__Work request__
Look through the entries below and extract exactly the lines from the one containing "can own standalone" through the one containing "0.165187 | 17.9% |", ends included.

[[ Data supplied open ]]

Issue #145, opened 2025-06-18
Add method(s) to update variables of a specific component


pelesh:
### Summary

Based on issues #142 and #143 consider adding following method to the `GridKit::PhasorDynamics::SystemModel` class:
```c++
int updateComponentVariables(index_type component_id);
``` 
The method would prompt component (or subsystem) `component_id` to copy variable values from the system solution vector to component member variables. These are denoted as $y^r$ in #143.

Similarly, method
```c++
int updateBusVariables(index_type bus_id);
```
would prompt bus `bus_id` to update its own variables from the system solution vector. These variables are (should have been) denoted as $w^b$ in #143.

CC @Steven-Roberts @reid-g 

### Rationale

Multimethod numerical schemes may need to update only a subset of system variables, so there need to be methods that allow for that.

### Description

In current GridKit implementation, the proposed function would look like this:
```c++
template<class scalar_type, class index_type>
int SystemSolver<scalar_type, index_type>::updateComponentVariables(index_type component_id)
{
  for (IdxT j = 0; j < component->size(); ++j)
  {
    component->y()[j]  = y_[varOffset[component_id] + j];
    component->yp()[j] = yp_[varOffset[component_id] + j];
  }
  return 0;
}
```

### Additional information

Eventually, with tighter integration with numerical integrator, these methods may become obsolete. Component internal variables could be simply references to the elements of system variables vector. In that case, the numerical integrator would write solution to the appropriate elements in the system solution vector and each component would have the up-to-date variables.

PR #411, opened 2026-05-22
Global state views in PhasorDynamics SystemModel 

lukelowry:
## Description

This PR updates PhasorDynamics so buses and components use their slices of the `SystemModel` state vectors directly. This removes the local state copy path and keeps component accessors consistent with the integrator-updated system state.

Partially addresses #96. Related to #145.

## Proposed changes

- Added `StateVector` support so `GridElement` can own standalone state or alias `SystemModel` state.
- Updated `SystemModel` allocation to bind each bus/component to global state and verify element sizes remain fixed.
- Updated Enzyme call sites to use the explicit `yData()` accessor for live state pointers.
- Added a PhasorDynamics system test for element/system state aliasing.

| Case | `develop` (s) | This branch (s) | Improvement |
| --- | ---: | ---: | ---: |
| Hawaii | 0.201302 | 0.165187 | 17.9% |
| NewEngland | 0.272596 | 0.220406 | 19.1% |
| Illinois | 0.664262 | 0.592922 | 10.7% |
| WECC | 1.203380 | 1.045540 | 13.1% |
| Texas | 9.063860 | 7.515690 | 17.1% |

## Checklist

- [x] All tests pass. (except the known PE failure)
- [x] N/A: no [CHANGELOG.md](/CHANGELOG.md) update is needed for this internal PhasorDynamics state-storage change.

## Further comments

This work was motivated by the addition of IEEEST stabilizers: adding 333 stabilizers to the Texas case dramatically reduced performance, and this change removes avoidable state-copy overhead in PhasorDynamics system evaluation.

This is not intended to be the final state-vector API design. The cleaner long-term solution would be to update `Evaluator` so state and residual accessors expose non-owning vector views instead of requiring owned `std::vector` storage, e.g.

```cpp
virtual VectorView<ScalarT> y() = 0;
virtual VectorView<ScalarT> yp() = 0;
virtual VectorView<ScalarT> residual() = 0;
```

This PR keeps the change local to PhasorDynamics while removing the current copy path.


pelesh (changes requested):
Blocking this PR until Jacobian implementation in `PhasorDynamics` is refactored to eliminate deprecated `Matrix_COO` object.

pelesh:
@lukelowry, please take a look at [vector class](https://github.com/ORNL/ReSolve/tree/develop/resolve/vector) in Re::Solve. This is something we need to add to the `GridKit/LinearAlgebra` directory and use it in place of  `StateVector` class you added to `GridElement.hpp`. I'm afraid `StateVector` class may not be portable as implemented in this branch.

lukelowry:
@pelesh Are you suggesting `Re::Solve` become a dependency? or use as inspiration for our own `Vector` class? I moved and refined the implementation as you suggested, but a full implementation would be a larger change. I added a comment in the code for the future work we would need to do.

pelesh:
> @pelesh Are you suggesting `Re::Solve` become a dependency? or use as inspiration for our own `Vector` class? I moved and refined the implementation as you suggested, but a full implementation would be a larger change. I added a comment in the code for the future work we would need to do.

See #418

PhilipFackler (approved):
I think this is great as-is. Replacing this `Vector` class with the Re::Solve version in a later PR would be pretty straightforward.

lukelowry:
@pelesh I rebased this and semi-implemented the same zero-copy behavior to speed up. I am struggling to find an easier way to achieve what I am doing here without making impactful API changes to `Evaluator`.

lukelowry:
Close

PR #414, opened 2026-05-25
Transformer Documentation

lukelowry:
## Description

Transformer README for the component that supports off-nominal tap ratios and phase shifting.
 
 ## Proposed changes
 
- Transformer Component Documentation
 
 ## Further comments
 
Last item for the large cases to have the same steady state solutions as the non-simplified version of the case.


lukelowry:
After careful thought, I think it's best to simply add `tap` and `phase` as parameters to `Branch` and never introduce `Transformer` unless there is a specific need in the future. Will open a new PR soon for that instead.

PR #829, opened 2020-08-19
Defensively ignore markup in window titles

pedrocr:
Display the text of window titles without HTML markup interpretation. This is not used by applications and might be a vector for problems in the future.


pedrocr:
Seems like at least firefox sets titles with `&` escape sequences. So this isn't usable as is. Maybe input sanitization is required instead.

PR #830, opened 2020-08-19
Allow customization of battery module tooltip

Markaos:
This commit allows users to change tooltip format using `tooltip-format[-status][-state]` parameters. It also adds `autoTooltip` (I couldn't come up with anything better) format argument containing the "default" tooltip text.

This shouldn't affect existing configs


src/modules/battery.cpp
```diff
@@ -169,22 +169,37 @@ auto waybar::modules::Battery::update() -> void {
...
   // Transform to lowercase  and replace space with dash
   std::transform(status.begin(), status.end(), status.begin(), [](char ch) {
     return ch == ' ' ? '-' : std::tolower(ch);
   });
   auto format = format_;
   auto state = getState(capacity, true);
+  auto time_remaining_formatted = formatTimeRemaining(time_remaining);
+  if (tooltipEnabled()) {
+    std::string tooltip_text_default;
+    std::string tooltip_format = "{autoTooltip}";
```
Alexays, line 182: Not a big fan of the `autoTooltip` naming.
Maybe something like `timeTo`

Alexays (changes requested):
Sorry for the delay, here's a review :)

Markaos:
I agree, `timeTo` sounds like a reasonable name

Alexays:
Thanks!

Alexays:
Could you update github wiki? :)

Markaos:
Sure, I'm on it

PR #832, opened 2020-08-20
Don't roundtrip to escaped text

### LINKED ISSUE #833: sway/window tooltips show HTML escape codes
sway/window tooltips will include things like `&apos;` when there's an apostrophe in the title. For an example see this webpage:

https://www.reddit.com/r/formula1/comments/icnmra/hamilton_hopes_something_positive_comes_up_for/

pedrocr:
GtkLabel can just display text with no escaping, so use that directly instead of first escaping text and then interpreting the escapes.

Fixes #833

### DIFF
--- a/src/modules/sway/window.cpp
+++ b/src/modules/sway/window.cpp
@@ -56,7 +56,7 @@ auto Window::update() -> void {
     bar_.window.get_style_context()->remove_class("solo");
     bar_.window.get_style_context()->remove_class("empty");
   }
-  label_.set_markup(fmt::format(format_, window_));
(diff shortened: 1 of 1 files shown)


Alexays:
With that, we don't allow anymore to pass markup in the format, That's what the set_markup was for, to let the possibility of setting markup in the config

pedrocr:
Replaced by #834 then. The format for sway/window is strange though. As the only thing that can be used in the format is the window title itself, even though the code grabs other stuff. Maybe something that was left midway?

PR #834, opened 2020-08-20
Don't escape sway/window tooltip text

### LINKED ISSUE #833: sway/window tooltips show HTML escape codes

pedrocr:
Tooltip text doesn't accept markup so don't escape the text for that and end up with `&apos;` and other HTML escape codes literally in the tooltip.

Fixes #833

### DIFF
--- a/src/modules/sway/window.cpp
+++ b/src/modules/sway/window.cpp
@@ -56,7 +56,8 @@ auto Window::update() -> void {
     bar_.window.get_style_context()->remove_class("solo");
     bar_.window.get_style_context()->remove_class("empty");
   }
-  label_.set_markup(fmt::format(format_, window_));
+  std::string escaped_window = Glib::Markup::escape_text(window_);
+  label_.set_markup(fmt::format(format_, escaped_window));
   if (tooltipEnabled()) {
     label_.set_tooltip_text(window_);
   }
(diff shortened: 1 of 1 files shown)


Alexays (approved):

src/modules/sway/window.cpp
```diff
@@ -56,7 +56,8 @@ auto Window::update() -> void {
     bar_.window.get_style_context()->remove_class("solo");
     bar_.window.get_style_context()->remove_class("empty");
   }
-  label_.set_markup(fmt::format(format_, window_));
+  std::string escaped_window = Glib::Markup::escape_text(window_);
+  label_.set_markup(fmt::format(format_, escaped_window));
   if (tooltipEnabled()) {
     label_.set_tooltip_text(window_);
```
asas1asas200, line 62: Consider to use `label_.set_tooltip_markup()` instead,  like #1669 ?

Alexays:
Should use something like in https://github.com/Alexays/Waybar/pull/1710

flexibeast:
@Alexays: i'm willing to create a separate PR to fix this issue, if the code involved is straightforward; could you explain what you mean by "something like in #1710"?

PR #840, opened 2020-08-27
Fix "restart-interval" in the custom module

### LINKED ISSUE #621: Process all output lines from modules with `interval` property
Suppose my custom module is based on a long-running script. I would like it to show "loading" state, like so:

```sh
#!/bin/sh

printf '{"text":"loading..."}\n'

sleep 5s # simulates some long-running job...

printf '{"text":"answer: 42"}\n'
```

I want this module to refresh on interval, plus if I tell it so manually.

```
"custom/task": {
  "exec": "waybar-task",
  "return-type": "json",
  "signal": 1,
  "on-click-right": "pkill -RTMIN+1 -x waybar",
  "interval": 1200
}
```

If I set this to refresh on `interval` like above, only "loading..." will show-up in waybar, I will never see "answer: 42".

If I remove the `interval` property, then waybar correctly shows "loading..." and then changes to "answer: 42", but it expects my script to loop in itself. 

Even if I wrap my script in `while true; do .....; sleep 1200; done`, then I would not be able to refresh it manually via `pkill`.

I would expect that waybar processes all lines containing JSON output when I have the `interval` property, not only the first line.

tamirzb:
This pull request fixes the issue where the process would restart immediately and the thread would sleep after the process has restarted, and not before.

Fixes #621

### DIFF
--- a/src/modules/custom.cpp
+++ b/src/modules/custom.cpp
@@ -50,7 +50,6 @@ void waybar::modules::Custom::continuousWorker() {
   thread_ = [this, cmd] {
     char*  buff = nullptr;
     size_t len = 0;
-    bool   restart = false;
     if (getline(&buff, &len, fp_) == -1) {
       int exit_code = 1;
       if (fp_) {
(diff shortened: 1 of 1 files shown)


Alexays (approved):

Alexays:
Thanks for the fix!

PR #842, opened 2020-08-28
Implement support for reloading of config files.

### LINKED ISSUE #759: Would it be possible to reload just the config file?
I don't want my screen or bar to do a full reload everytime I change the config. And I keep an executable file to change the config and rerun the Waybar. But it shouldn't flicker like this. I would like just the config file to be updated, which would be faster and would be far less noticeable.
Is it possible?

rdnetto:
Closes #759.

### DIFF
--- a/src/client.cpp
+++ b/src/client.cpp
@@ -269,10 +269,9 @@ int waybar::Client::main(int argc, char *argv[]) {
   gtk_app->hold();
   gtk_app->run();
   bars.clear();
-  zxdg_output_manager_v1_destroy(xdg_output_manager);
-  zwlr_layer_shell_v1_destroy(layer_shell);
-  zwp_idle_inhibit_manager_v1_destroy(idle_inhibit_manager);
-  wl_registry_destroy(registry);
-  wl_display_disconnect(wl_display);
   return 0;
+}
+
+void waybar::Client::reset() {
+  gtk_app->quit();
 }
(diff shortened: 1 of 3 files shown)


src/client.cpp
```diff
@@ -269,10 +269,9 @@ int waybar::Client::main(int argc, char *argv[]) {
   gtk_app->hold();
   gtk_app->run();
   bars.clear();
-  zxdg_output_manager_v1_destroy(xdg_output_manager);
-  zwlr_layer_shell_v1_destroy(layer_shell);
-  zwp_idle_inhibit_manager_v1_destroy(idle_inhibit_manager);
-  wl_registry_destroy(registry);
-  wl_display_disconnect(wl_display);
```
rdnetto, line 276: `Gdk::Display::get_default()` is a singleton, and since `wl_display` is retrieved from it, is (and the related components here) are also singletons. This means that if we destroy them we can't recreate them, so in order to execute `Client::main()` multiple times the simplest solution is to just not destroy them.

Since the functions return the same objects every time, this does not result in a memory leak.

Alexays (approved):

Alexays (approved):

Alexays:
Thanks, could you update the wiki?

rdnetto:
> Thanks, could you update the wiki?

Sure thing - I added it to the FAQ.

rieje:
Can you clarify how reloading a configuration is different from restarting waybar? I simply modified an `on-click` setting in the config and reloading the config did not apply the change in setting, only restarting waybar did.

PR #843, opened 2020-08-30
style(workspaces): align text with other modules

tchebb:
Currently, the bottom border on workspace buttons eats into the box size and causes the text to sit higher than in other modules. This is ugly when there are other modules (like the window title) right next to the workspace module. To fix the issue, create the bottom border using an inset box-shadow, which doesn't affect the box's content sizing.

Before:
Before

After:
After


Alexays (approved):

Alexays:
Thanks for updating the default config!

PR #844, opened 2020-08-30
style: add 4px margins to window and workspaces modules

tchebb:
These modules, unlike others, have no horizontal margins by default. This means that they'll appear uncomfortably close together in any config that puts them side-by-side. In general, the default style should make configs with any module ordering look good. Add the same 4px horizontal margins that other module have to these.

This affects rendering of the default config by moving the workspace buttons 4px to the right.

Before:
Before

After:
After

### DIFF
--- a/resources/style.css
+++ b/resources/style.css
@@ -83,6 +83,21 @@ window#waybar.chromium {
     color: #ffffff;
 }
 
+#window,
+#workspaces {
+    margin: 0 4px;
+}
+
+/* If workspaces is the leftmost module, omit left margin */
+.modules-left > widget:first-child > #workspaces {
+    margin-left: 0;
+}
+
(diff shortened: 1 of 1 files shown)


Alexays:
Because for the default config, workspaces is fixed on the left side, so no need, but for the window module it may be necessary. 
Can you update the PR with just applying margin to the window module?

tchebb:
I updated the commit so that if the workspaces module is the leftmost or rightmost module, it won't have margin on that side. This should preserve the existing default appearance but still behave well for people who move the module elsewhere in their config.

tchebb:
@Alexays just making sure you didn't miss my update here, since you responded to all my other PRs yesterday but not this one.

Alexays (approved):

Alexays:
I missed that one 😄 
Thanks for the update!

Issue #845, opened 2020-08-30
Memory module tooltip is wrong and hardcoded


HarHarLinks:
https://github.com/Alexays/Waybar/blob/44119db436da9c06d98d200f1b69411f6bd52359/src/modules/memory/common.cpp#L39

The number is in Gigabytes (or actually more likely, Gibibytes GiB), however it is formatted as Gigabits (Gb).

Further this is hardcoded here and would be nice to be able to manipulate via the usual "tooltip-format" in the config.

Alexays:
Fixed with #587

PR #847, opened 2020-09-02
Add format for memory tooltip

MusiKid:
This commit adds support of format string for memory module tooltip (#845).


Alexays (approved):

Alexays:
Thanks for the fix and the improvement!

PR #848, opened 2020-09-05
feat: optional rfkill

Alexays:


Alexays:
@theduke can you try with these changes?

[[ Data supplied closed ]]

__Result of this task__
- Added `StateVector` support so `GridElement` can own standalone state or alias `SystemModel` state.
- Updated `SystemModel` allocation to bind each bus/component to global state and verify element sizes remain fixed.
- Updated Enzyme call sites to use the explicit `yData()` accessor for live state pointers.
- Added a PhasorDynamics system test for element/system state aliasing.

| Case | `develop` (s) | This branch (s) | Improvement |
| --- | ---: | ---: | ---: |
| Hawaii | 0.201302 | 0.165187 | 17.9% |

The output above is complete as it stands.